→ **Exercise brief**:
Take every line from the entries below that includes the word "relative" and copy it.

(Data items)
◇ ◇ ◇ ◇ ◇
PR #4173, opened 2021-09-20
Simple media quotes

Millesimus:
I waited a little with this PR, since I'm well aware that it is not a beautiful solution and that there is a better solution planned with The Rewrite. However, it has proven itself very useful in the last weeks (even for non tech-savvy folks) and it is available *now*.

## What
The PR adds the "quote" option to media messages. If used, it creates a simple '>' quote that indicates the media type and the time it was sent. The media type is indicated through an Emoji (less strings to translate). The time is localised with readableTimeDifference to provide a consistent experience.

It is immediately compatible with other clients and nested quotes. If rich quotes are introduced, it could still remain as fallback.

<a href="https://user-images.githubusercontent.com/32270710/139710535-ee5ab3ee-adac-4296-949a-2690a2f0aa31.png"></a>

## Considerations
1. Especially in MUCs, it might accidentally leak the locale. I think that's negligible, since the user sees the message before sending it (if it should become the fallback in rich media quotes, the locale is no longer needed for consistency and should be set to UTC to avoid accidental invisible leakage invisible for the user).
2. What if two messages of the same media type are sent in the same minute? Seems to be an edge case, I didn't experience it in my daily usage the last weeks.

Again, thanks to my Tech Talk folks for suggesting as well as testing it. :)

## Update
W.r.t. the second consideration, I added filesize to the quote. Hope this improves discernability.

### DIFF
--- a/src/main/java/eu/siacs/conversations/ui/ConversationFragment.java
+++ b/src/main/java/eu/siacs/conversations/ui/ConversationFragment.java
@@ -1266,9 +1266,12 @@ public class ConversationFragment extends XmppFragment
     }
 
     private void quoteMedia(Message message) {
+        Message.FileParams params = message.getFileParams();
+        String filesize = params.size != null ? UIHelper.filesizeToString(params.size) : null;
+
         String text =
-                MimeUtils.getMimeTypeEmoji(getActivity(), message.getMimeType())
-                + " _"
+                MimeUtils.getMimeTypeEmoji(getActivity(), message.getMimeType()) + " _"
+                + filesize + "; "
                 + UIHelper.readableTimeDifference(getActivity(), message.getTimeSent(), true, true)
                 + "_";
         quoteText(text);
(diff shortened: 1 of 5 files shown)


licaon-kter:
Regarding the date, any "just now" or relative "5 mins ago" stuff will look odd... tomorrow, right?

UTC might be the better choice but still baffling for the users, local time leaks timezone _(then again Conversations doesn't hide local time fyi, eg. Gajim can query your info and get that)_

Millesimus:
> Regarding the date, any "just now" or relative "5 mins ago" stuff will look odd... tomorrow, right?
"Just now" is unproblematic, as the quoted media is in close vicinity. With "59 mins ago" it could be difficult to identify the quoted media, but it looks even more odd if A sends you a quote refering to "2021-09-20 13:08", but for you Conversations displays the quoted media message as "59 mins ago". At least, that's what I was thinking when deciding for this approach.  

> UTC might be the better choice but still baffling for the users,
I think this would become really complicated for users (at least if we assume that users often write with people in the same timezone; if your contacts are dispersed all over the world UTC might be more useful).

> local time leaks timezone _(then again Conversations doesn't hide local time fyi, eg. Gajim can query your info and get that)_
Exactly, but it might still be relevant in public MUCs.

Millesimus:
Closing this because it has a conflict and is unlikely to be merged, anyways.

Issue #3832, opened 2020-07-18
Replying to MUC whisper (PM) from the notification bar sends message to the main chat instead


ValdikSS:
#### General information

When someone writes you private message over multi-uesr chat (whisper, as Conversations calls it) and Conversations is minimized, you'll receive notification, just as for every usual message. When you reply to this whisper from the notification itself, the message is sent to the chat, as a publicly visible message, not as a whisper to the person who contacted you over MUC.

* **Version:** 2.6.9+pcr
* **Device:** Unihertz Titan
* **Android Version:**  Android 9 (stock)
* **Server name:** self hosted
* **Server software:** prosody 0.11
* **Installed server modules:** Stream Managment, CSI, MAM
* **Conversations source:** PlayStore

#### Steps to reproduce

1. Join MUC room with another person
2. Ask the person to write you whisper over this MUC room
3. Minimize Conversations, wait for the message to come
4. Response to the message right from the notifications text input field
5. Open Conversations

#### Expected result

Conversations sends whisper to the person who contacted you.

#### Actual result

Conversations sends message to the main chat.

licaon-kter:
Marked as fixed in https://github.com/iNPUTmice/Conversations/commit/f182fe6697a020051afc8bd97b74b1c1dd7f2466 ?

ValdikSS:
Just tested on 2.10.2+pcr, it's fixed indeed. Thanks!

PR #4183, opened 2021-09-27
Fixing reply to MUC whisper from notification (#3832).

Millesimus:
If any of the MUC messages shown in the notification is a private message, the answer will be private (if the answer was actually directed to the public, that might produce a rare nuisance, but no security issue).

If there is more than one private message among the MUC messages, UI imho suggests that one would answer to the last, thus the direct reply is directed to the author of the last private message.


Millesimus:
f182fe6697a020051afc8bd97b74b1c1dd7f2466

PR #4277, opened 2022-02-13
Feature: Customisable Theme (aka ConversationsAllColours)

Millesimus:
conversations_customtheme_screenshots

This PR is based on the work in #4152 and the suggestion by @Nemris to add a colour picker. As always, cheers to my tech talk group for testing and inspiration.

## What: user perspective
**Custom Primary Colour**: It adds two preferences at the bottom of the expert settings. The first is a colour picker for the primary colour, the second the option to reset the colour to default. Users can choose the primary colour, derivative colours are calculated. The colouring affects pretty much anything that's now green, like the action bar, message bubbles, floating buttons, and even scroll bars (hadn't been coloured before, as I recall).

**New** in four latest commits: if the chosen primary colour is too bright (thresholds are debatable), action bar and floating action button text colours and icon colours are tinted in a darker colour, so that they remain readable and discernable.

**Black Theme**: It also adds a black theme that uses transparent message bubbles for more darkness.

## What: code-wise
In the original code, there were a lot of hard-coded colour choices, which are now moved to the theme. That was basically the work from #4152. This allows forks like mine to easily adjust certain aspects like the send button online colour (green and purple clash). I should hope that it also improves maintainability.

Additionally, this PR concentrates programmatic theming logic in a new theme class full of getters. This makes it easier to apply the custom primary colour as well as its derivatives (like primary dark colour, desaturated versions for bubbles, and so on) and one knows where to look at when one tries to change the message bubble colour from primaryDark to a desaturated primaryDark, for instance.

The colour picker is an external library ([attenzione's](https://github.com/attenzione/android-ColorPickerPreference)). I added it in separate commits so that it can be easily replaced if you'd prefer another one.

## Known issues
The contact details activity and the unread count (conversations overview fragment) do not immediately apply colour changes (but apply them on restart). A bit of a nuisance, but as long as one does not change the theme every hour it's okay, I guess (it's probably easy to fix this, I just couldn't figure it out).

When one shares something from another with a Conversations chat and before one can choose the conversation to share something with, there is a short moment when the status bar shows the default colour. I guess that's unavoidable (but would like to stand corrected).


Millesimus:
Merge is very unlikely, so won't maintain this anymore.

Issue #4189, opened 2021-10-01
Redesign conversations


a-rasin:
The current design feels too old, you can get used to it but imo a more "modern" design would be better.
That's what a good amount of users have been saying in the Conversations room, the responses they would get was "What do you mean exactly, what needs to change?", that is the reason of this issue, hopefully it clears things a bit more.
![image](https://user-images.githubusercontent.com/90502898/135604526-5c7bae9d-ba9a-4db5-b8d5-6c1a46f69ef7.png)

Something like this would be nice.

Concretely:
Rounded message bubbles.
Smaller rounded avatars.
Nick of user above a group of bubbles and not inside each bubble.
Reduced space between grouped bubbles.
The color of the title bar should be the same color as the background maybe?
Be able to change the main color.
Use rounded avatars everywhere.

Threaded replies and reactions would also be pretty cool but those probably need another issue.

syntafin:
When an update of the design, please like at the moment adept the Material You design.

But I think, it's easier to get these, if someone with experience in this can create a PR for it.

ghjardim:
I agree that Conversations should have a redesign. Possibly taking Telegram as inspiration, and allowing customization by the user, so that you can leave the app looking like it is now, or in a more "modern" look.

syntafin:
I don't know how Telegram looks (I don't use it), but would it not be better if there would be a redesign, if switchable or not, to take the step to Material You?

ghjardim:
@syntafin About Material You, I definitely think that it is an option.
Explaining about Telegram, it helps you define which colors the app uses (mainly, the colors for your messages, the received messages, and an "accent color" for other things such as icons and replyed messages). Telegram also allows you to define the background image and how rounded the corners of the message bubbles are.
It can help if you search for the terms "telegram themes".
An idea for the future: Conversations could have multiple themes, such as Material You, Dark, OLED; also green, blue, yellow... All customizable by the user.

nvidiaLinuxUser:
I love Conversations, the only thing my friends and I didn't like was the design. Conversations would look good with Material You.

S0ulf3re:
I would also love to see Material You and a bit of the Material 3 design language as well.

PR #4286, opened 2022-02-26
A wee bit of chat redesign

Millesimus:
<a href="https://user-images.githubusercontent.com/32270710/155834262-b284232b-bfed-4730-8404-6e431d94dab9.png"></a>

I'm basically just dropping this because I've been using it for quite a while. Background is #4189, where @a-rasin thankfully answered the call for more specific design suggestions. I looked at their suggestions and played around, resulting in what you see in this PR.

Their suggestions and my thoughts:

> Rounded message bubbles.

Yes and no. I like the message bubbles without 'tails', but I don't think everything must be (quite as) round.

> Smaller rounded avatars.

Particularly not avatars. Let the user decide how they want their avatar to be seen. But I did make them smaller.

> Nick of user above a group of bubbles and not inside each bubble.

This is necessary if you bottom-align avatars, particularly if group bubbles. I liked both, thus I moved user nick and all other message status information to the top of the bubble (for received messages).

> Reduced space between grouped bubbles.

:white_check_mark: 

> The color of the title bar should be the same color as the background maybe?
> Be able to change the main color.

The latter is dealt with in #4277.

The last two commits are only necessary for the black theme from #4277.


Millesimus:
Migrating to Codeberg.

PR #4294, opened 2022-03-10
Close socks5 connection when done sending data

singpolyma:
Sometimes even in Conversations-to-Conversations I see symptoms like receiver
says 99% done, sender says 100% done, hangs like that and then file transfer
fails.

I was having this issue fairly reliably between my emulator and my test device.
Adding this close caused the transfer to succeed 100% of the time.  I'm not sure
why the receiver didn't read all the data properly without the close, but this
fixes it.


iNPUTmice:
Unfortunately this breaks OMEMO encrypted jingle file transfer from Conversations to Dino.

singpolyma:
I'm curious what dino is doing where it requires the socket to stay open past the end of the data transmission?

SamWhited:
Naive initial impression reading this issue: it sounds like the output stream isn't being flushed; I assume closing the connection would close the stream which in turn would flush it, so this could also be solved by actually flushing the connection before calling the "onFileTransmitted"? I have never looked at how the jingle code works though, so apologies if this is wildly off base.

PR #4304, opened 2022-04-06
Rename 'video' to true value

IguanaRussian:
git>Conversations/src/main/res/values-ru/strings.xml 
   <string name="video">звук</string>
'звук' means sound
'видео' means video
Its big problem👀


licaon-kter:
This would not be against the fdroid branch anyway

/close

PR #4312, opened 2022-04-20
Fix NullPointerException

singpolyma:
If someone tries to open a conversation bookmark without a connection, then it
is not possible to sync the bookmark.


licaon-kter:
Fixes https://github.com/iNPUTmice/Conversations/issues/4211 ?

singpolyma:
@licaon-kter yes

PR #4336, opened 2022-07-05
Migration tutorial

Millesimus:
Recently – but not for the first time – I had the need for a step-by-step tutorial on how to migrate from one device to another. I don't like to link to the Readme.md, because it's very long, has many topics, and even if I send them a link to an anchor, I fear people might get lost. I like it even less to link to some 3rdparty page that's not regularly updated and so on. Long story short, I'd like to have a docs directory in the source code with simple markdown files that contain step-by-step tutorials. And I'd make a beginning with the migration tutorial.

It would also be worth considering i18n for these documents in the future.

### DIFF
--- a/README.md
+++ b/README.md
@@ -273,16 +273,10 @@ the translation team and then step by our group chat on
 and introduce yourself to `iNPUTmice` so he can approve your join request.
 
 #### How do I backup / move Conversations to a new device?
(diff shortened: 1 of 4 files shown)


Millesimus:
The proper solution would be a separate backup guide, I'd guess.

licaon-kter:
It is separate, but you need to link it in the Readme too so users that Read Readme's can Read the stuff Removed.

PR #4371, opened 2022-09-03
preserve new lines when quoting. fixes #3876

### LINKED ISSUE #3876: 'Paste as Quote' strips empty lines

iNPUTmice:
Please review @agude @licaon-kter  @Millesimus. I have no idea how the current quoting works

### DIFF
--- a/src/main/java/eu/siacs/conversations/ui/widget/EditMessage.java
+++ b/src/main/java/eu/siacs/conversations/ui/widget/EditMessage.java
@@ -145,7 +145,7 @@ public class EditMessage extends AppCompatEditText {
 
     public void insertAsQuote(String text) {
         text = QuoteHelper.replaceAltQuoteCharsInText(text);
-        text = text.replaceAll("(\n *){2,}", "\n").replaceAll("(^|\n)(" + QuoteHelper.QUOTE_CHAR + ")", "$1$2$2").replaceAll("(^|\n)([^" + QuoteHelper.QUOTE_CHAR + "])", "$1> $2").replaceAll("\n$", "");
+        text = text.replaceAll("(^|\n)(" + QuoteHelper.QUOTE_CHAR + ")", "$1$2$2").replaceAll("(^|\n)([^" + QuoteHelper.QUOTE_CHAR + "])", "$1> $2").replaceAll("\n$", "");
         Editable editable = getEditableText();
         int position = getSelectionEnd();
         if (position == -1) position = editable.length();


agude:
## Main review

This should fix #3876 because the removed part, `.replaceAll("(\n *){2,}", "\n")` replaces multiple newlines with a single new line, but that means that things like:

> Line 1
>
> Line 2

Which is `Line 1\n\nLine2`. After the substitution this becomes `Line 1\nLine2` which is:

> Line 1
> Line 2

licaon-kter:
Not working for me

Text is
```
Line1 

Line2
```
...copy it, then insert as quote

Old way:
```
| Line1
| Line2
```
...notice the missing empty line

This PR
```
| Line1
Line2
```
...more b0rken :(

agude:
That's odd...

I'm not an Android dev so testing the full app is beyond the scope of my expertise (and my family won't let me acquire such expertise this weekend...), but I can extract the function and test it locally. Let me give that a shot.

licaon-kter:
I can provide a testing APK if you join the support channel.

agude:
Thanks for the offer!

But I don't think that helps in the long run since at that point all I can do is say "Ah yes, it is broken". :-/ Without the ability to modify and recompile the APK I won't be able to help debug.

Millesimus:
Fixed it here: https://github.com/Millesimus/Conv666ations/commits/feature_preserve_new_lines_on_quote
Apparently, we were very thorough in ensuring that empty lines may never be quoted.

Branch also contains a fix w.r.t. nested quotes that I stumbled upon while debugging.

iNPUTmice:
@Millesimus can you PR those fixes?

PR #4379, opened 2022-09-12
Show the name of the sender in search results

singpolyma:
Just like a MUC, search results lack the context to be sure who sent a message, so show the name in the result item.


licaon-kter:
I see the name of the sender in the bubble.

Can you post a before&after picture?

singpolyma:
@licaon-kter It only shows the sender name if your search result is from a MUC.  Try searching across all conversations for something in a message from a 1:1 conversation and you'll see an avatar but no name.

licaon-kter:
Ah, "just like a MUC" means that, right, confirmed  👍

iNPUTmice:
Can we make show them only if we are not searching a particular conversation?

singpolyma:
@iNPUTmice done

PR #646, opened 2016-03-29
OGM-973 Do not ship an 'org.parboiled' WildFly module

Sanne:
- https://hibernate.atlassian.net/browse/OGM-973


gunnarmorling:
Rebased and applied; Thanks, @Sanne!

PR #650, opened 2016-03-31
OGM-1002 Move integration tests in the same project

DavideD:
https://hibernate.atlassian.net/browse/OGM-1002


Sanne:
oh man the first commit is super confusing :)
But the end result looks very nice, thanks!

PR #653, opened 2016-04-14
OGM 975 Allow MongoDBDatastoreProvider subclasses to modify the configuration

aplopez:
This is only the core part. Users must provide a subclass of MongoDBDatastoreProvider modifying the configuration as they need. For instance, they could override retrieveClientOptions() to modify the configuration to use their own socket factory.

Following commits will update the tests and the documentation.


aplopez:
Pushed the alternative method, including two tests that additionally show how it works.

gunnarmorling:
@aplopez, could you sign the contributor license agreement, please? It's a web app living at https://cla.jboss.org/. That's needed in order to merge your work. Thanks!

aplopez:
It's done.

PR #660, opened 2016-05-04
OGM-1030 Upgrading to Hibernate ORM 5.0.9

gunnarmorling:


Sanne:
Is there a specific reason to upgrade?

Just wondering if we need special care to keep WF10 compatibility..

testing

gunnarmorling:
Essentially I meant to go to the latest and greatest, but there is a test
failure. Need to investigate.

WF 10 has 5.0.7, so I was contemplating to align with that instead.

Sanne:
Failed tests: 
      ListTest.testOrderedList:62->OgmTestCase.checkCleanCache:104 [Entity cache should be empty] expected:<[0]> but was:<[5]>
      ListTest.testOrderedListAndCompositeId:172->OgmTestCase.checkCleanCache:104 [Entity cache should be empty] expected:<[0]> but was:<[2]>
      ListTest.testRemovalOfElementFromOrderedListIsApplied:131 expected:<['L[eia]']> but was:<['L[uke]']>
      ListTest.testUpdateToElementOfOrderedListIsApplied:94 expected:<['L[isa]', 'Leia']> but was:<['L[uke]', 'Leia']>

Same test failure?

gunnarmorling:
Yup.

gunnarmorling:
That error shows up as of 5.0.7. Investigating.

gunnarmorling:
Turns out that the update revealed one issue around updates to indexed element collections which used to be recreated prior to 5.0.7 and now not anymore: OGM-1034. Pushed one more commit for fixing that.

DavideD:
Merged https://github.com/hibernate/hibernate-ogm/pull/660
◇ ◇ ◇ ◇ ◇
→ **Exercise answer**:
Regarding the date, any "just now" or relative "5 mins ago" stuff will look odd... tomorrow, right?
> Regarding the date, any "just now" or relative "5 mins ago" stuff will look odd... tomorrow, right?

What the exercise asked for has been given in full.